# DC power pack with DC out for accessories?



## drabina (Mar 19, 2013)

Are there any DC power packs that will have DC out for connecting accessories? With today's LEDs built into pretty much anything, I do not think there is much need for AC terminal. Even if I were to convert the output to DC, 18V AC after rectification would give me over 25V. This is a bit too much for a few LEDs that I have. I am trying to avoid running two power supplies (one for track and one for LED accessories) and I would like to stay with one power cord for my small layout.


----------



## traction fan (Oct 5, 2014)

*DC output*



drabina said:


> Are there any DC power packs that will have DC out for connecting accessories? With today's LEDs built into pretty much anything, I do not think there is much need for AC terminal. Even if I were to convert the output to DC, 18V AC after rectification would give me over 25V. This is a bit too much for a few LEDs that I have. I am trying to avoid running two power supplies (one for track and one for LED accessories) and I would like to stay with one power cord for my small layout.


drabina;

I have an old MRC power pack that has constant DC output terminals, in addition to the normal terminals for variable DC (train) and AC. You might google Model Rectifier Corp. or look for a website. They may have a modern version with the DC output you want. 
If you are unable to find a pack with extra constant DC outputs, you can use resistors and/or a voltage regulator to tame the high DC voltage you would get from rectifying the AC output. I did something similar for my LED power source. I rectified the output of a 16 volt doorbell transformer and used resistors to get it down to 3 volts DC output. This works very with fifty, tiny, surface mount LEDs; connected in parallel. The LEDs somewhat duplicate, the many ceiling lights in this photo of the real Seattle Union Station. I scratch-built an N-scale model of this station. The model has fewer lights!

good luck;

Traction Fan:smilie_daumenpos:


----------



## GNfan (Jun 3, 2016)

If it were me, I'd look for a Bachmann "starter set" power pack at a swap meet, use a voltmeter to find the setting that gives a useful voltage and glue it in place; and use the AC output to power turnouts.


----------



## CTValleyRR (Jul 26, 2014)

Just out of curiosity, why do you need a power pack with a DC output? That is, why a power pack output, not why DC. If you already have an unused on, I get it, but why buy a power pack at all.

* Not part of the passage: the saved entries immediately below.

PR #55, opened 2021-03-22
RM-7665: Remove JQuery from DropDownMenu.ts

iam-mholle:
https://re-motion.atlassian.net/browse/RM-7665


Remotion/Web/ClientScript/Scripts/DropDownMenu.ts
```diff
@@ -634,38 +637,44 @@ class DropDownMenu
...
           delete itemInfo.DiagnosticMetadata![key];
         }
-      });
+      }
 
-      $ (item).attr (itemInfo.DiagnosticMetadata);
+      for (const [key, value] of Object.entries (itemInfo.DiagnosticMetadata))
+      {
+        item.setAttribute(key, value as string);
+      }
```
a-ctor, line 651: Same procedure as last PR a-ctor?
Same procedure as every PR iam-mholle.

Remotion/Web/ClientScript/Scripts/DropDownMenu.ts
```diff
@@ -634,38 +637,44 @@ class DropDownMenu
...
+        }
+      }
 
       itemInfo.DiagnosticMetadataForCommand['data-is-disabled'] = isEnabled ? 'false' : 'true';
 
-      $(anchor).attr(itemInfo.DiagnosticMetadataForCommand);
+      for (const [key, value] of Object.entries (itemInfo.DiagnosticMetadataForCommand))
+      {
+        anchor.setAttribute(key, value as string);
+      }
```
a-ctor, line 670: déjà vu

Remotion/Web/ClientScript/Scripts/DropDownMenu.ts
```diff
@@ -707,9 +716,14 @@ class DropDownMenu
     return false;
   }
 
-  public static OnKeyDown(event: JQueryKeyEventObject, dropDownMenu: JQuery, getSelectionCount: Nullable<DropDownMenu_SelectionCountGetter>, hasDedicatedDropDownMenuElement: boolean): void
+  public static OnKeyDown(event: KeyboardEvent, dropDownMenuOrSelector: CssSelectorOrElement<HTMLAnchorElement>, getSelectionCount: Nullable<DropDownMenu_SelectionCountGetter>, hasDedicatedDropDownMenuElement: boolean): void
   {
-    ArgumentUtility.CheckNotNullAndTypeIsJQuery('dropDownMenu', dropDownMenu);
+    ArgumentUtility.CheckNotNull ('event', event);
```
a-ctor, line 721:
```suggestion
    ArgumentUtility.CheckNotNullAndTypeIsObject ('event', event);
```

Remotion/Web/ClientScript/Scripts/DropDownMenu.ts
```diff
@@ -756,21 +770,19 @@ class DropDownMenu
...
-    var itemInfos = DropDownMenu._menuInfos[dropDownMenu[0].id]!.ItemInfos!;
+    var itemInfos = DropDownMenu._menuInfos[dropDownMenu.id]!.ItemInfos!;
     if (itemInfos.length === 0)
       return;
 
     var oldIndex;
     var isSelectionUpdated = false;
-    var dropDownMenuItems = $(DropDownMenu._currentPopup).find('ul').children();
-    var currentItemIndex = $('.' + DropDownMenu._itemSelectedClassName, DropDownMenu._currentPopup).index();
+    var dropDownMenuItems = Array.from(DropDownMenu._currentPopup.querySelectorAll('ul')).flatMap((el: HTMLUListElement) => Array.from(el.children));
```
a-ctor, line 784: Flatmap takes an enumerable so we don't have to convert to array first if I am not mistaken.

```suggestion
    var dropDownMenuItems = Array.from(DropDownMenu._currentPopup.querySelectorAll('ul')).flatMap(el => el.children);
```

Remotion/Web/ClientScript/Scripts/DropDownMenu.ts
```diff
@@ -783,7 +795,7 @@ class DropDownMenu
         event.stopPropagation();
         if (currentItemIndex >= 0)
         {
-          var itemAnchor = $(dropDownMenuItems[currentItemIndex]).children('a');
+          var itemAnchor = dropDownMenuItems[currentItemIndex].querySelector ('a')!;
```
a-ctor, line 798: `.children` requires a `:scope >` prefix to only search for children. `querySelector` and `querySelectorAll` would otherwise go through all the descendants. See notes in the handbook to `.children("a")`

```suggestion
          var itemAnchor = dropDownMenuItems[currentItemIndex].querySelector (':scope > a')!;
```

Remotion/Web/ClientScript/Scripts/DropDownMenu.ts
```diff
@@ -812,7 +824,7 @@ class DropDownMenu
 
           if (oldIndex === currentItemIndex)
             break;
-          if ($(dropDownMenuItems[currentItemIndex]).children('a').length > 0) // skip separators
+          if (dropDownMenuItems[currentItemIndex].querySelectorAll ('a').length > 0) // skip separators
```
a-ctor, line 827:
```suggestion
          if (dropDownMenuItems[currentItemIndex].querySelectorAll (':scope > a').length > 0) // skip separators
```

Remotion/Web/ClientScript/Scripts/DropDownMenu.ts
```diff
@@ -830,24 +842,23 @@ class DropDownMenu
 
           if (oldIndex === currentItemIndex)
             break;
-          if ($(dropDownMenuItems[currentItemIndex]).children('a').length > 0)
+          if (dropDownMenuItems[currentItemIndex].querySelectorAll ('a').length > 0)
```
a-ctor, line 845:
```suggestion
          if (dropDownMenuItems[currentItemIndex].querySelectorAll (':scope > a').length > 0)
```

Remotion/Web/ClientScript/Scripts/DropDownMenu.ts
```diff
@@ -830,24 +842,23 @@ class DropDownMenu
...
             break;
         }
         break;
     }
 
     if (isSelectionUpdated)
     {
-      $("li", DropDownMenu._currentPopup).removeClass (DropDownMenu._itemSelectedClassName);
+      DropDownMenu._currentPopup.querySelectorAll("li").forEach((el: HTMLLIElement) => el.classList.remove (DropDownMenu._itemSelectedClassName));
```
a-ctor, line 853:
```suggestion
      DropDownMenu._currentPopup.querySelectorAll("li").forEach(el => el.classList.remove (DropDownMenu._itemSelectedClassName));
```

Remotion/Web/ClientScript/Scripts/DropDownMenu.ts
```diff
@@ -830,24 +842,23 @@ class DropDownMenu
...
       if (currentItemIndex >= 0 && currentItemIndex < itemInfos.length)
       {
-        var dropDownMenuItem = $(dropDownMenuItems[currentItemIndex]);
-        if (dropDownMenuItem.children('a').length > 0) // skip separators
+        var dropDownMenuItem = dropDownMenuItems[currentItemIndex];
+        if (dropDownMenuItem.querySelectorAll('a').length > 0) // skip separators
```
a-ctor, line 857:
```suggestion
        if (dropDownMenuItem.querySelectorAll(':scope > a').length > 0) // skip separators
```

Remotion/Web/ClientScript/Scripts/DropDownMenu.ts
```diff
@@ -830,24 +842,23 @@ class DropDownMenu
...
         {
-          dropDownMenuItem.addClass(DropDownMenu._itemSelectedClassName);
-          var nonJQueryAnchor = dropDownMenuItem.children ('a')[0];
-          // do not use jQuery focus() here because jQuery causes the focus/blur events to fire in the wrong order (first focus, then blur)
-          nonJQueryAnchor.focus();
+          dropDownMenuItem.classList.add (DropDownMenu._itemSelectedClassName);
+          var anchor = dropDownMenuItem.querySelector ('a')!;
```
a-ctor, line 860:
```suggestion
          var anchor = dropDownMenuItem.querySelector (':scope > a')!;
```

Remotion/Web/Core/UI/Controls/DropDownMenuImplementation/Rendering/DropDownMenuRenderer.cs
```diff
@@ -266,7 +266,7 @@ private void RegisterEventHandlerScripts (DropDownMenuRenderingContext rendering
           : renderingContext.Control.GetSelectionCount);
       string hasDedicatedDropDownMenuElement = renderingContext.Control.Mode == MenuMode.DropDownMenu ? "true" : "false";
       string script = string.Format (
-          "$('#{0}').keydown( function(event){{ DropDownMenu.OnKeyDown(event, $('#{0}'), {1}, {2}); }} );",
+          "$('#{0}').keydown( function(event){{ DropDownMenu.OnKeyDown(event, '#{0}', {1}, {2}); }} );",
```
a-ctor, line 269: I still smell some jQuery 🐕

a-ctor: You can use a regex like `\$|jQuery` to catch most of the remaining jQuery usages that might still linger in C# code

a-ctor (changes requested):

Remotion/Web/ClientScript/Scripts/DropDownMenu.ts
```diff
@@ -105,38 +105,41 @@ class DropDownMenu
...
 
-      var allButMenuButton = openTarget.find ('a[href]').not(menuButton);
-      allButMenuButton
-          .bind ("mouseover", function (evt) { openTarget.find ('.' + DropDownMenu._buttonClassName).addClass (DropDownMenu._nestedHoverClassName); })
-          .bind ("mouseout", function (evt) { openTarget.find ('.' + DropDownMenu._buttonClassName).removeClass (DropDownMenu._nestedHoverClassName); });
+      var allButMenuButton = Array.from(openTarget.querySelectorAll ('a[href]')).filter((el: Element) => menuButton !== el);
+      allButMenuButton.forEach((el: Element) => el.addEventListener ("mouseover", function (evt) { openTarget.querySelectorAll ('.' + DropDownMenu._buttonClassName).forEach ((el: Element) => el.classList.add (DropDownMenu._nestedHoverClassName)); }));
+      allButMenuButton.forEach((el: Element) => el.addEventListener ("mouseout", function (evt) { openTarget.querySelectorAll ('.' + DropDownMenu._buttonClassName).forEach ((el: Element) => el.classList.remove (DropDownMenu._nestedHoverClassName)); }));
```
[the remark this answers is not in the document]
iam-mholle: I guess you mean `el: Element` in this case?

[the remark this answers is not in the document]
a-ctor: yes

Remotion/Web/ClientScript/Scripts/DropDownMenu.ts
iam-mholle: Getting errors without it...

Remotion/Web/Core/UI/Controls/DropDownMenuImplementation/Rendering/DropDownMenuRenderer.cs
iam-mholle: How did I miss that 😂

Remotion/Web/ClientScript/Scripts/DropDownMenu.ts
a-ctor: Interesting because my IDE does not show me an error and I also get no error when testing in the TypeScript playground. Did it not compile or just show a red squigglies?

iam-mholle: Did not compile. Please check it out, have a look. I'm confused.

a-ctor: Ok my bad, we need to do the `Array.from`, flatMap also supports returning only one element instead of an array (aka a map). This is what happens if we do not use the `Array.from` it maps to a `NodeList[]` instead of applying the flatmap

Remotion/Web/ClientScript/Scripts/DropDownMenu.ts
```diff
@@ -105,38 +105,51 @@ class DropDownMenu
...
+    var menuButton: HTMLAnchorElement;
+
+    if (openTarget.tagName.toLowerCase() === 'a')
+    {
+      menuButton = openTarget as HTMLAnchorElement;
+    }
+    else
+    {
+      menuButton = Array.from(openTarget.querySelectorAll<HTMLAnchorElement>('a[href]')).slice(-1)[0];
+    }
```
a-ctor, line 132: I meant expanding to an `if-else` in order to write a more understandable .last()

```suggestion
    if (openTarget.tagName.toLowerCase() === 'a')
    {
      menuButton = openTarget as HTMLAnchorElement;
    }
    else
    {
      const menuButtons = openTarget.querySelectorAll<HTMLAnchorElement> ('a[href]');
      menuButton = menuButtons[menuButtons.length - 1];
    }
```

Remotion/Web/ClientScript/Scripts/DropDownMenu.ts
```diff
@@ -756,21 +770,19 @@ class DropDownMenu
...
+    var itemInfos = DropDownMenu._menuInfos[dropDownMenu.id]!.ItemInfos!;
     if (itemInfos.length === 0)
       return;
 
     var oldIndex;
     var isSelectionUpdated = false;
-    var dropDownMenuItems = $(DropDownMenu._currentPopup).find('ul').children();
-    var currentItemIndex = $('.' + DropDownMenu._itemSelectedClassName, DropDownMenu._currentPopup).index();
+    var dropDownMenuItems = Array.from (DropDownMenu._currentPopup.querySelectorAll ('ul')).flatMap (el => Array.from (el.children));
+    var currentItemIndex = Array.from (document.querySelectorAll ('.' + DropDownMenu._itemSelectedClassName)).indexOf (DropDownMenu._currentPopup);
```
a-ctor, line 785: Now that I look at it a second time, I think we have a problem here. `.index()` takes the first element in the jQuery object and determines its index regarding its parent. So what we want to do here is find any selected item and determine its index or -1 if no item is selected.

Something like:
```js
const selectedElement = DropDownMenu._currentPopup.querySelector('.' + DropDownMenu._itemSelectedClassName);
const selectedElementIndex = selectedElement ? Array.from(selectedElement .parentNode.children).indexOf(selectedElement) : -1;

```

Remotion/Web/ClientScript/Scripts/DropDownMenu.ts
```diff
@@ -368,38 +381,39 @@ class DropDownMenu
...
     div.className = 'DropDownMenuOptions';
     div.id = menuOptionsID;
-    div.setAttribute('role', 'menu');
-    div.setAttribute('tabindex', '-1');
-    if (menuButton.attr('aria-labelledby') !== undefined)
-      div.setAttribute('aria-labelledby', menuButton.attr('aria-labelledby'));
+    div.setAttribute ('role', 'menu');
+    div.setAttribute ('tabindex', '-1');
+    if (menuButtonAnchor.getAttribute ('aria-labelledby') !== undefined)
+      div.setAttribute ('aria-labelledby', menuButtonAnchor.getAttribute('aria-labelledby')!);
```
a-ctor, line 393:
```suggestion
      div.setAttribute ('aria-labelledby', menuButtonAnchor.getAttribute ('aria-labelledby')!);
```

a-ctor (changes requested):

Remotion/Web/ClientScript/Scripts/DropDownMenu.ts
iam-mholle: Makes sense

a-ctor (approved):

a-ctor (approved):

Remotion/Web/ClientScript/Scripts/DropDownMenu.ts
```diff
@@ -208,27 +227,25 @@ class DropDownMenu
...
-    $('#' + menuID).data(DropDownMenu._button_timestampDataKey, new Date().getTime());
+    document.getElementById (menuID)!.dataset[DropDownMenu._button_timestampDataKey] = new Date().getTime().toString();
 
     if (DropDownMenu._itemClicked)
     {
       DropDownMenu._itemClicked = false;
       return;
     }
-    if (DropDownMenu._currentMenu != null && DropDownMenu._currentMenu[0] !== context[0])
+    if (DropDownMenu._currentMenu != null && DropDownMenu._currentMenu !== context)
```
MichaelKetting, line 239: context is never null, so we could simplify this check.

Remotion/Web/ClientScript/Scripts/DropDownMenu.ts
```diff
@@ -317,15 +332,14 @@ class DropDownMenu
     statusPopup.setAttribute('aria-atomic', 'true');
     // Do not set role=alert before it is needed prevent an alert-update during 'normal' showing of menu.
     //statusPopup.setAttribute('role', 'alert');
-    if (menuButton.attr('aria-labelledby') !== undefined)
-      statusPopup.setAttribute('aria-labelledby', menuButton.attr('aria-labelledby'));
+    if (menuButton.getAttribute ('aria-labelledby') !== undefined) // TODO: should be compared with null
```
MichaelKetting, line 335: todo needs a ticket

Remotion/Web/ClientScript/Scripts/DropDownMenu.ts
```diff
@@ -423,9 +437,10 @@ class DropDownMenu
       if (DropDownMenu._repositionTimer)
         clearTimeout (DropDownMenu._repositionTimer);
 
-      if (DropDownMenu._currentPopup && DropDownMenu._currentPopup == div && $(div).is (':visible'))
+      const isDivVisible = (div.offsetWidth > 0 || div.offsetHeight > 0);
```
MichaelKetting, line 440: @a-ctor the intention of this code was to test via CSS / layout information, not height/width. I did not do a deep dive, are offsetWidth/Height 0 when the element is set to display:none ?

Remotion/Web/Development.WebTesting.ControlObjects/DropDownMenuControlObjectBase.cs
```diff
@@ -62,7 +62,7 @@ public bool IsOpen ()
     public void Close ()
     {
       if (IsOpen())
-        Context.Browser.Driver.ExecuteScript ("DropDownMenu_ClosePopUp()", Scope);
+        Context.Browser.Driver.ExecuteScript ("DropDownMenu_ClosePopUp(true)", Scope);
```
MichaelKetting, line 65: isn't that a semantic change, passing true instead of false/undefined?

MichaelKetting: And yes, it may be a valid bugfix, but this should then be a separate ticket.

Remotion/Web/ClientScript/Scripts/DropDownMenu.ts
```diff
@@ -725,8 +738,8 @@ class DropDownMenu
         event.stopPropagation();
         if (dropDownMenu !== DropDownMenu._currentMenu)
         {
-          DropDownMenu.OnClick (dropDownMenu, dropDownMenu[0].id, getSelectionCount, null);
-          event.keyCode = 40; // always act as if the down-arrow was used when opening the drop down menu.
+          DropDownMenu.OnClick (dropDownMenu, dropDownMenu.id, getSelectionCount, null);
+          (event.keyCode as any) = 40; // always act as if the down-arrow was used when opening the drop down menu.
```
MichaelKetting, line 742: wouldn't this be number?

Remotion/Web/ClientScript/Scripts/DropDownMenu.ts
```diff
@@ -745,8 +758,8 @@ class DropDownMenu
...
```
MichaelKetting, line 762: see 742

MichaelKetting (changes requested):

Remotion/Web/ClientScript/Scripts/DropDownMenu.ts
```diff
@@ -208,27 +227,25 @@ class DropDownMenu
     }
   }
 
-  private static OnClick(context: JQuery, menuID: string, getSelectionCount: Nullable<DropDownMenu_SelectionCountGetter>, evt: Nullable<JQueryMouseEventObject>): void
+  private static OnClick (context: HTMLElement, menuID: string, getSelectionCount: Nullable<DropDownMenu_SelectionCountGetter>, evt: Nullable<MouseEvent>): void
   {
-    ArgumentUtility.CheckNotNullAndTypeIsJQuery('context', context);
-
-    $('#' + menuID).data(DropDownMenu._button_timestampDataKey, new Date().getTime());
+    document.getElementById (menuID)!.dataset[DropDownMenu._button_timestampDataKey] = new Date().getTime().toString();
```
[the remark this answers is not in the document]
a-ctor: It would probably be a good idea to normalize all the data-attribute getting/setting. Should I create an issue?

Remotion/Web/ClientScript/Scripts/DropDownMenu.ts
a-ctor: Yes they are set to `0`.

Remotion/Web/ClientScript/Scripts/DropDownMenu.ts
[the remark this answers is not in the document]
MichaelKetting: @a-ctor yes, please. The ticket should contain a note that we have to decide if different spellings for the attribute on the TS and C# side are actually a good thing. Right now, there's just 5 or so `data-` usages and those are part of the client/server contract.

Remotion/Web/ClientScript/Scripts/DropDownMenu.ts
MichaelKetting: @a-ctor since it popped up here and there've been a couple other more complex steps in this file or one of the others (e.g. applying of a dictioanry of attributes): should we introduce utilities for these type of logic blocks? They do appear to be sufficiently complicated to "get right".

Remotion/Web/ClientScript/Scripts/DropDownMenu.ts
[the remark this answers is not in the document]
a-ctor: https://re-motion.atlassian.net/browse/RM-7729

Remotion/Web/ClientScript/Scripts/DropDownMenu.ts
a-ctor: Removing code duplication is probably a good idea. The visibility check could be put into `LayoutHelper.IsVisible(element)`. For other utilities we would need to create a new class to make the name fit.

MichaelKetting: The best solution would probably be to create the utility methods as soon as the need arises, but in a separate PR. It's also okay if we start with TODO comments and then update the code later on. The third option would be to create them in the branch as separate commits and just resolve merge conflicts in the utility when they arise. We should aim to prioritize de-blocking and actively track code duplications where they cannot be avoided.

Remotion/Web/ClientScript/Scripts/DropDownMenu.ts
```diff
@@ -105,38 +105,52 @@ class DropDownMenu
...
+      menuButton = menuButtons[menuButtons.length - 1];
+    }
+
+    menuButton.setAttribute ('aria-haspopup', 'menu');
+    menuButton.setAttribute ('aria-expanded', 'false');
+
+    openTarget.addEventListener (
         eventType,
-        function (evt: JQueryMouseEventObject)
+        function (evt)
```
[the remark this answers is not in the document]
iam-mholle: `Event` could be added, but it is inferred here anyway. As eventType is no string known at "compile-time", no more specific type can be added here.

Remotion/Web/ClientScript/Scripts/DropDownMenu.ts
iam-mholle: So every utility method gets a separate ticket, fixed in a separate PR? Then I'll add a ticket for `LayoutHelper.IsVisible(element)` and insert a todo here.

Remotion/Web/Development.WebTesting.ControlObjects/DropDownMenuControlObjectBase.cs
iam-mholle: You're right, that wasn't the intention. There is no bug associated, I'll change this to `false` without further actions needed.

Remotion/Web/ClientScript/Scripts/DropDownMenu.ts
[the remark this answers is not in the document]
MichaelKetting: so we still need to do a cast to `MouseEvent` further down. Okay, doesn't help us, then.

Remotion/Web/ClientScript/Scripts/DropDownMenu.ts
iam-mholle: Yes. changed. FYI it's a deprecated API: https://developer.mozilla.org/en-US/docs/Web/API/KeyboardEvent/keyCode

Remotion/Web/ClientScript/Scripts/DropDownMenu.ts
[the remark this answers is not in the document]
iam-mholle: Resolving this discussion as no change from my part is needed, please re-open if I'm wrong.

Remotion/Web/ClientScript/Scripts/DropDownMenu.ts
MichaelKetting: Could you please make a ticket for this (don't need a todo). We need to schedule the cleanup before the API goes the way of the Dodo.

@iam-mholle , @a-ctor We also use this API in the support-versions, do we have any indication when we might expect the API to die so we know when/if we need to fix the support branches and roll out an update?

Remotion/Web/Development.WebTesting.ControlObjects/DropDownMenuControlObjectBase.cs
MichaelKetting: @iam-mholle please create ticket (RMTEAM) for us to investigate if this actually a webtest bug. Thanks!

Remotion/Web/ClientScript/Scripts/DropDownMenu.ts
iam-mholle: Nevermind, this was valid with jquery (`attr(...)` returns `undefined` if no value is present), `getAttribute` returns `null` however.

Remotion/Web/ClientScript/Scripts/DropDownMenu.ts
a-ctor: It been deprecated for a long time, the `code` property should be used instead. I don't think that the property is ever going to be removed, but any browser might remove it at any time

MichaelKetting: Then we just try to update this sometime this year and do not do a backport.

iam-mholle: So this does not get changed in this PR? Is there an existing issue or should I create one?

MichaelKetting: @iam-mholle correct, we keep keyCode in this PR. Please create a ticket.

iam-mholle: Added https://re-motion.atlassian.net/browse/RM-7733

MichaelKetting (changes requested):

Remotion/Web/ClientScript/Scripts/DropDownMenu.ts
```diff
@@ -423,9 +437,11 @@ class DropDownMenu
       if (DropDownMenu._repositionTimer)
         clearTimeout (DropDownMenu._repositionTimer);
 
-      if (DropDownMenu._currentPopup && DropDownMenu._currentPopup == div && $(div).is (':visible'))
+      // TODO RM-7730 replace with LayoutHelper.IsVisible
```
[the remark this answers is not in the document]
a-ctor: I have created PR #65 to add the utility method

Remotion/Web/ClientScript/Scripts/DropDownMenu.ts
```diff
@@ -434,100 +450,99 @@ class DropDownMenu
...
 
-  private static ApplyPosition (popUpDiv: JQuery, clickEvent: Nullable<JQueryMouseEventObject>, referenceElement: JQuery): void
+  private static ApplyPosition (popUpDiv: HTMLDivElement, clickEvent: Nullable<MouseEvent>, referenceElement: HTMLElement): void
   {
-    var space_top = Math.round(referenceElement.offset().top - $(document).scrollTop());
-    var space_bottom = Math.round($(window).height() - referenceElement.offset().top - referenceElement.height() + $(document).scrollTop());
-    var space_left = referenceElement.offset().left;
-    var space_right = $(window).width() - referenceElement.offset().left - referenceElement.width();
+    var space_top = Math.round (LayoutUtility.offset (referenceElement).top - window.pageYOffset);
+    var space_bottom = Math.round (document.documentElement.clientHeight - LayoutUtility.offset (referenceElement).top - referenceElement.clientHeight + window.pageYOffset);
```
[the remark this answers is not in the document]
a-ctor: Yes all the `clientHeight` and `clientWidth` properties that were created from a `.height()` need to be converted to a call to the `LayoutHelper`. The only exception are `window` and `document` as they get special treatment when checking the height/width

Remotion/Web/ClientScript/Scripts/DropDownMenu.ts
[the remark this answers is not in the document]
MichaelKetting: merged

Remotion/Web/ClientScript/Scripts/DropDownMenu.ts
```diff
@@ -756,21 +770,20 @@ class DropDownMenu
...
     if (itemInfos.length === 0)
       return;
 
     var oldIndex;
     var isSelectionUpdated = false;
-    var dropDownMenuItems = $(DropDownMenu._currentPopup).find('ul').children();
-    var currentItemIndex = $('.' + DropDownMenu._itemSelectedClassName, DropDownMenu._currentPopup).index();
+    var dropDownMenuItems = Array.from (DropDownMenu._currentPopup.querySelectorAll ('ul')).flatMap (el => Array.from (el.children));
+    var currentItem = DropDownMenu._currentPopup.querySelector ('.' + DropDownMenu._itemSelectedClassName);
+    var currentItemIndex = currentItem ? Array.from (currentItem.parentNode!.children).indexOf (currentItem) : -1;
```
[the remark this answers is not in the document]
a-ctor: Yes this is possible using `.findIndex (e => e.class.contains (_itemSelectedClassName))`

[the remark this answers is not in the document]
MichaelKetting: Thanks! 

 @iam-mholle I think the suggestion + getting ul.childrent directly would express the code's intent more cleanly. Thoughts?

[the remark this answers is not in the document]
iam-mholle: Changed in [`3b0386e` (#55)](https://github.com/re-motion/Framework/pull/55/commits/3b0386ecc12f8c05ec991031bab620f44c4dd809), definitely more clear (if the solution is still correct 😀)

MichaelKetting (approved):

If you shop around on the internet, you can find a wide variety of wall warts providing all sorts of DC output volt / amp / watt combinations. Buy one and strip off the connector on the output side.

That's how I'm powering all of the servos that operate my turnouts.


----------



## drabina (Mar 19, 2013)

CTValleyRR said:


> Just out of curiosity, why do you need a power pack with a DC output? That is, why a power pack output, not why DC. If you already have an unused on, I get it, but why buy a power pack at all.
> 
> If you shop around on the internet, you can find a wide variety of wall warts providing all sorts of DC output volt / amp / watt combinations. Buy one and strip off the connector on the output side.
> 
> That's how I'm powering all of the servos that operate my turnouts.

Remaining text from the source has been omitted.